A geopolítica voltou a ocupar o centro das atenções das grandes potências. Os principais atores com capacidade militar e vontade para usá-la, como a Otan, liderada pelos EUA, a Rússia e a China, encontram-se claramente em rota de colisão. Os EUA deixam cada vez mais clara a intenção de conter os avanços da China no cenário internacional, apesar de atitudes táticas de estabilizar as relações bilaterais e reduzir as tensões. A perspectiva de um conflito entre esses atores não deve ser descartada. A confrontação entre os EUA e a Otan com a Rússia, por meio da guerra na Ucrânia, dividiu o mundo. O Brasil, nas duas crises, definiu sua posição como de autonomia estratégica, de equidistância ativa entre os dois lados. Deve ser lembrado que os países ocidentais estão adotando uma posição muito proativa em questões de clima, inclusive no contexto da Defesa, como evidenciado por declaração da Otan em sua última reunião, na Espanha em 2022. O Brasil tem sido alvo da atenção desses países e reiteradamente criticado pela política ambiental e pela devastação da Amazônia.

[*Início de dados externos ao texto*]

PR #1986, opened 2015-07-02
Copy to S3 Snapshot

kimyen:


lib/lib-audit/src/main/java/org/sagebionetworks/audit/utils/BucketDaoProvider.java
```diff
@@ -20,12 +20,14 @@
 	private Map<String, BucketDao> bucketDaoMap;
```
john-hill: keep name map drop dao map. For simplicity.

services/repository-managers/src/main/java/org/sagebionetworks/repo/manager/asynch/AsynchJobStatusManagerImpl.java
```diff
@@ -173,6 +182,11 @@ public String setComplete(String jobId, AsynchronousResponseBody body)
 			CacheableRequestBody request = (CacheableRequestBody) status.getRequestBody();
 			requestHash = jobHashProvider.getJobHash(request);
 		}
+		// capture the body of the response
+		if (body instanceof S3FileCopyResult || body instanceof S3FileCopyResults) {
```
john-hill: Add interface Snapshotable.
Remove AsynchBody from S3FileCopyResult (it should only be on Results). An S3FileCopyResults should implement Snapshotable.

PR #2006, opened 2015-07-17
better error message

marcel-blonk:


brucehoff:
Thank you for supporting users like me.  :^)

PR #2013, opened 2015-07-21
PLFM-3495

brucehoff:

PR #2014, opened 2015-07-21
Develop

brucehoff:


brucehoff:
This was CR'ed in a PR against relase-99.:#2013
This PR just merges the changes back into develop.

PR #2017, opened 2015-07-21
Plfm 3290 ii

brucehoff:


brucehoff:
This is simply the merge into develop of a fix for PLFM-3290 that was CR'ed against release-99.

PR #2018, opened 2015-07-21
PLFM-3492

kimyen:


lib/jdomodels/src/main/java/org/sagebionetworks/repo/model/dbo/persistence/DBORevision.java
```diff
@@ -199,9 +210,10 @@ public MigrationType getMigratableTableType() {
 			public DBORevision createDatabaseObjectFromBackup(DBORevision backup) {
 				try {
 					// Retrieve the historical reference from a blob
-					Reference ref = DBORevisionUtils.convertBlobToReference(backup.getReference());
+					Reference ref = DBORevisionUtils.convertBlobToReference(backup.getReferences());
 					byte[] blob = JDOSecondaryPropertyUtils.compressReference(ref);
```
john-hill: While this works it means we must change this in release-100 or we will lose all references when we migrate from 99 to 100.  It would be safer to use references only if reference was null.

john-hill:
Looks good!

PR #2088, opened 2015-08-26
Added doi widget with a new mask, and supplemented tests

Njanderson:


lib/lib-shared-models/src/main/java/org/sagebionetworks/repo/model/EntityBundle.java
```diff
@@ -35,6 +36,7 @@
 	public static int TABLE_DATA				= 0x1000;
 	public static int ROOT_WIKI_ID				= 0x2000;
 	public static int BENEFACTOR_ACL			= 0x4000;
+	public static int DOI						= 0x8000;
```
jay-hodgson, line 39: Add to EntityBundleServiceImpl (to return doi in entity bundle if mask part is set), and add test for new mask in EntityBundleServiceImplTest

PR #2091, opened 2015-08-27
Node Record

kimyen:


services/workers/src/test/java/org/sagebionetworks/object/snapshot/worker/utils/NodeObjectRecordBuilderTest.java
```diff
@@ -47,10 +83,22 @@ public void invalidObjectType() {
...
 		ChangeMessage changeMessage = MessageUtils.extractMessageBody(message);
+
+		node.setIsPublic(false);
+		node.setIsControlled(false);
+		node.setIsRestricted(true);
 		ObjectRecord expected = ObjectRecordBuilderUtils.buildObjectRecord(node, timestamp);
+
 		ObjectRecord actual = builder.build(changeMessage);
 		Mockito.verify(mockNodeDAO).getNode(Mockito.eq("123"));
 		assertEquals(expected, actual);
```
john-hill, line 153: There were three new switches added but I only see a test for one of the three.  Expected a test for public true & false, controlled true and false, and restricted true and false.

services/workers/src/main/java/org/sagebionetworks/object/snapshot/worker/utils/NodeObjectRecordBuilder.java
```diff
@@ -32,11 +56,77 @@ public ObjectRecord build(ChangeMessage message) {
...
+		return record;
+	}
+
+	/**
+	 * Build a NodeRecord that wrap around Node object
+	 * 
+	 * @param node
+	 * @return
+	 */
+	public static NodeRecord buildNodeRecord(Node node) {
```
kimyen, line 116: need test

PR #2094, opened 2015-09-02
Plfm 2907

xschildw:


lib/lib-test/pom.xml
```diff
@@ -14,27 +14,34 @@
...
 			<groupId>org.sagebionetworks</groupId>
 			<artifactId>lib-models</artifactId>
 		</dependency>
-				<dependency>
+
+		<dependency>
 			<groupId>junit</groupId>
 			<artifactId>junit</artifactId>
+			<version>4.7</version>
+			<scope>compile</scope>
```
brucehoff, line 37: I think you want:
<scope>test</scope>
for junit

PR #2102, opened 2015-09-09
Plfm 3564

Njanderson:


john-hill:
What are we doing to do with all of the existing DOIs that have a null version number?

Njanderson:
I added another call such that these past null DOIs will still be get-able and create-able.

Por outro lado, cabe apontar que uma nova era de operações bélicas, com o uso de alta tecnologia, já começou, tornando obsoletos os sistemas de armas usados nos conflitos e os sistemas de defesa para a proteção das fronteiras. Se o Brasil não dispuser de capacidade tecnológica para utilizar meios robóticos e de inteligência artificial, estará em grande desvantagem em seu poder de dissuasão, caso tenha de enfrentar qualquer ameaça para a defesa de seus interesses, seu território, sua extensão marítima ou seu espaço aéreo.

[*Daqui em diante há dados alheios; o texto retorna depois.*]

PR #2114, opened 2015-09-15
Removed a null check to let null replace existing filehandleIds

Njanderson:


lib/jdomodels/src/main/java/org/sagebionetworks/repo/model/dbo/dao/UserProfileUtils.java
```diff
@@ -31,8 +31,11 @@ public static void copyDtoToDbo(UserProfile dto, DBOUserProfile dbo) throws Data
 		} catch (IOException e) {
 			throw new RuntimeException(e);
 		}
-		if(dto.getProfilePicureFileHandleId()!= null){
-			dbo.setPictureId(Long.parseLong(dto.getProfilePicureFileHandleId()));
+		String profilePictureFileHandleId = dto.getProfilePicureFileHandleId();
```
jay-hodgson, line 34: Please add test (verifies that you can now set dbo picture id to null)

PR #2140, opened 2015-10-11
Plfm 3605

Njanderson:


lib/lib-search/src/main/java/org/sagebionetworks/search/SearchDaoImpl.java
```diff
@@ -130,18 +124,26 @@ public void createOrUpdateSearchDocument(List<Document> batch) throws ClientProt
 			for(Document document: documents){
 				prepareDocument(document);
 				serializedDocument = EntityFactory.createJSONStringForEntity(document);
-				// AwesomeSearch pukes on control characters. Some descriptions have
-				// control characters in them for some reason, in any case, just get rid
-				// of all control characters in the search document
-				String cleanedDocument = serializedDocument.replaceAll("\\p{Cc}", "");
```
jay-hodgson, line 164: Would you not want to clean up the AwesomeSearch control characters (and escaped control characters) before submitting to markdown processing?  Could this markdown processing and escaping happen at the same time that the wiki source is added to the search document text?

jay-hodgson, line 164: I suggest cleaning up the garbage before putting it in the index.  I think this would be done in  SearchDocumentDriverImpl.getAllWikiPageText(String nodeId), but you should probably double-check with John that this is the right place to do it.

Njanderson, line 164: I agree with this assessment after looking upstream, but I'll bounce this off of John. Thanks!

services/repository-managers/pom.xml
```diff
@@ -12,6 +12,20 @@
...
+			<!-- jsoup HTML parser library @ http://jsoup.org/ -->
+			<groupId>org.jsoup</groupId>
+			<artifactId>jsoup</artifactId>
+			<version>1.7.3</version>
+		</dependency>
+
+		<dependency>
+			<groupId>org.sagebionetworks</groupId>
+			<artifactId>markdown</artifactId>
+			<version>2015-06-22-6486f39-16</version>
```
john-hill, line 26: Will create a circular dependency?

services/repository-managers/src/main/java/org/sagebionetworks/repo/manager/search/SearchDocumentDriverImpl.java
```diff
@@ -423,6 +425,20 @@ public String getAllWikiPageText(String nodeId) throws DatastoreException, IOExc
 					builder.append(page.getTitle());
 				}
 				String markdownString = wikiPageDao.getMarkdown(key, null);
+				try {
+					markdownString = SynapseMarkdownProcessor.getInstance().markdown2Html(markdownString, false, null);
```
john-hill: There are at least three tests missing for this change.

services/repository-managers/pom.xml
Njanderson, line 26: Not sure how to check this unless my build fails when I try a final build before again asking for a code review.

services/repository-managers/src/main/java/org/sagebionetworks/repo/manager/search/SearchDocumentDriverImpl.java
Njanderson: I believe I added the positive and negative tests in question.

services/repository-managers/pom.xml
Njanderson, line 26: My build completed successfully.

Njanderson, line 26: The dependencies of the Synapse Markdown dependency are:
  <dependencies>
    <dependency>
        <groupId>junit</groupId>
        <version>4.7</version>
        <scope>test</scope>
    </dependency>
    <dependency>
        
        <groupId>org.jsoup</groupId>
        <artifactId>jsoup</artifactId>
        <version>1.7.3</version>
    </dependency>
    <dependency>
        <groupId>commons-lang</groupId>
        <artifactId>commons-lang</artifactId>
        <version>2.6</version>
    </dependency>
  </dependencies>

PR #2148, opened 2015-10-21
Plfm 3482

john-hill:


lib/lib-search/src/main/resources/private/search-trigger.spb.xml
```diff
@@ -1,43 +0,0 @@
...
-
-	<!-- Turn on Spring's autoproxy using AspectJ's @Aspect annotations. -->
-	<aop:aspectj-autoproxy />
-
-	<!-- initializer worker for creating the cloud search -->
-	<bean id="cloudSearchInitializerRunner"
-		class="org.sagebionetworks.repo.init.DelayedInitializer" scope="singleton">
-		<property name="targetObject" ref="searchDao" />
-		<property name="targetMethod" value="postInitialize" />
-		<property name="semaphore">
```
xschildw, line 19: We need to initialize at least once.

PR #3863, opened 2019-12-10
PLFM-5773: Defaults to true if inclusion flags are not specified for stats

marcomarasca:


marcomarasca:
Mixup with the PLFM number

PR #3866, opened 2019-12-11
error message fix for Entity views (PLFM-5999)

zimingd:


lib/lib-table-query/src/main/java/org/sagebionetworks/table/query/model/QualifiedJoin.java
```diff
@@ -14,12 +14,7 @@
...
-	JoinCondition joinCondition;// optional
-
-
-	QualifiedJoin(TableReference tableReferenceLHS, TableReference tableReferenceRHS) {
-		this(tableReferenceLHS,tableReferenceRHS,null);
-	}
+	JoinCondition joinCondition;// condition for join
 
 	public QualifiedJoin(TableReference tableReferenceLHS, TableReference tableReferenceRHS, JoinCondition joinCondition) {
 		this.tableReferenceLHS = tableReferenceLHS;
```
john-hill, line 20: throw exception

john-hill (approved):

PR #3874, opened 2019-12-19
PLFM-5932: Allows deletion of nodes with more than 15 levels of depth

marcomarasca:


lib/jdomodels/src/main/java/org/sagebionetworks/repo/model/dbo/dao/NodeDAOImpl.java
```diff
@@ -1575,11 +1601,51 @@ public ProjectHeader mapRow(ResultSet rs, int rowNum) throws SQLException {
...
+		ValidateArgument.required(parentIds, "parentIds");
+		ValidateArgument.requirement(minDistance > 0, "The min distance must be greater than 0");
+		
+		Map<String, Object> parameters = new HashMap<String, Object>(2);
+		
+		parameters.put(PARAM_NAME_IDS, parentIds);
+		parameters.put(PARAM_NAME_MIN_DISTANCE, minDistance);
+		parameters.put(BIND_LIMIT, limit);
+		
+		return namedParameterJdbcTemplate.query(
```
john-hill: if you use the "streamingJdbcTemplate" stream over the results and batch delete as you go.  The "WITH RECURSIVE" would only execute once.

lib/models/src/main/java/org/sagebionetworks/repo/model/NodeDAO.java
```diff
@@ -604,5 +605,18 @@
...
+	 * the respective input nodes. 
+	 * 
+	 * The keys in the sorted map is the distance value, the value for each key is the set of nodes that match the distance.
+	 *  
+	 * @param parentIds The input root nodes
+	 * @param minDistance The min distance between the input node a container in its subtree to filter by
+	 * @param limit The max number of container nodes to be fetched
+	 * @return A map sorted by the distance (desc) of the container nodes to their parents
+	 */
+	SortedMap<Integer, Set<Long>> getAllContainerIdsOrderByDistanceDesc(Collection<Long> parentIds, int minDistance, int limit);
```
john-hill: can remove

lib/jdomodels/src/main/java/org/sagebionetworks/repo/model/dbo/dao/NodeDAOImpl.java
```diff
@@ -620,28 +626,54 @@ public Node getNodeForVersion(String id, Long versionNumber){
...
+		if (ids.isEmpty()) {
+			// no need to update database if not deleting anything
 			return 0;
 		}
-		
-		for(long id : ids){
+
+		for (long id : ids) {
 			String stringID = KeyFactory.keyToString(id);
 			transactionalMessenger.sendDeleteMessageAfterCommit(stringID, ObjectType.ENTITY);
```
marcomarasca: We can additionally send out a message for each container in the sub-trees.

marcomarasca:
Note: reduce the timer of the trash worker to 1 hour.

lib/jdomodels/src/main/java/org/sagebionetworks/repo/model/dbo/dao/NodeDAOImpl.java
marcomarasca: Tried with the streaming template and unfortunately one cannot submit other queries on the same connection while streaming :( See https://dev.mysql.com/doc/connector-j/8.0/en/connector-j-reference-implementation-notes.html: "There are some caveats with this approach. You must read all of the rows in the result set (or close it) before you can issue any other queries on the connection, or an exception will be thrown.".

marcomarasca:
Closing for now as we decided to go in another direction

PR #3878, opened 2019-12-23
PLFM-5955

brucehoff:


services/repository-managers/src/main/java/org/sagebionetworks/repo/manager/verification/VerificationMigrationTypeListener.java
```diff
@@ -0,0 +1,60 @@
...
+			}
+			
+			// if there is just one captured email then it must have been the notification email
+			if(dto.getEmails().size()==1) {
+				dto.setNotificationEmail(dto.getEmails().get(0));
+			} else {
+				// most of the remaining can be disambiguated by the current notification email:
+				//
+				// Note: org.sagebionetworks.repo.model.migration.MigrationType shows that 
+				// VERIFICATION_SUBMISSION migrates *after* NOTIFICATION_EMAIL
```
marcomarasca: Double checked with John and the verified in the migration-utility code base. Migration jobs for each primary type are run in parallel, so we cannot rely on the order of the MigrationType. We could write a dedicated asynchronous job to run after migration or implement a worker that listen to change messages sent out once we get out of read only mode?

marcomarasca (approved):

PR #3901, opened 2020-01-21
PLFM-6057: Sanitize empty base key when creating a storage location

marcomarasca:


marcomarasca:
This was branched from release-294. It's currently failing due to instability of tests (See https://sagebionetworks.jira.com/browse/PLFM-6056).

marcomarasca:
We decided to unify the validation on the baseKey given in input to avoid having different behavior between S3 and GC, see ProjectSettingManagerImpl validate methods and getBaseKey() usage.

PR #3909, opened 2020-01-24
PLFM-6051: Fixed Numeric Type issue depends on MySql Version

OCEO-YJ:


lib/lib-table-cluster/src/test/java/org/sagebionetworks/table/cluster/TableIndexDAOImplTest.java
```diff
@@ -1034,7 +1030,7 @@ public void testColumnInfoAndCardinality(){
 		assertTrue(info.hasIndex());
 		assertEquals("_C13_idx_", info.getIndexName());
 		assertEquals(MySqlColumnType.TINYINT, info.getType());
-		assertEquals(new Integer(1), info.getMaxSize());
```
zimingd, line 1037: add test case where we have a VARCHAR MySqlType and assert that maxSize's value equals an expected value

lib/lib-table-cluster/src/test/java/org/sagebionetworks/table/cluster/MySqlColumnTypeTest.java
```diff
@@ -28,9 +26,9 @@ public void testParserTypeNoSize(){
 	
 	@Test
 	public void testParseSizeBigInt(){
-		String typeString = "bigint(20)";
+		String typeString = "BIGINT";
 		Integer size = MySqlColumnType.parseSize(typeString);
-		assertEquals(new Integer(20), size);
+		assertNull(size);
```
zimingd, line 31: add test case for VARCHAR of the parseSize() method. 

String typeString = "VARCHAR(56)";

zimingd (approved):

PR #3941, opened 2020-02-12
merge 297 into develop

DwayneJengSage:
This is a no-op pull request that merges release-297 into develop for git consistency.


DwayneJengSage:
Verbal confirmation from Marco that admin-override merge of this change is fine.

Em qualquer desses cenários, o Brasil necessitará de uma capacidade militar crível e muito superior à que hoje possui, para dissuadir possíveis ameaças e para aumentar sua projeção externa. As três áreas ressaltadas na Estratégia Nacional de Defesa (cibernética, energia nuclear e espaço) deveriam merecer estímulos, como ocorre nos EUA e na Otan, para que a produção nacional supere as vulnerabilidades cada vez maiores de nossos materiais bélicos e responda aos novos desafios da inteligência artificial. Nenhum país de grande porte, como o Brasil, pode prescindir de uma capacidade industrial, tecnológica e de inovação própria para manter Forças Armadas modernas e capazes de enfrentar qualquer tipo de ameaça. O Brasil tem uma base industrial de defesa muito pequena e incapaz de atender às necessidades de suas Forças Armadas. Quase todos os meios existentes e/ou os seus principais componentes e tecnologias críticas são fornecidos por países da Otan.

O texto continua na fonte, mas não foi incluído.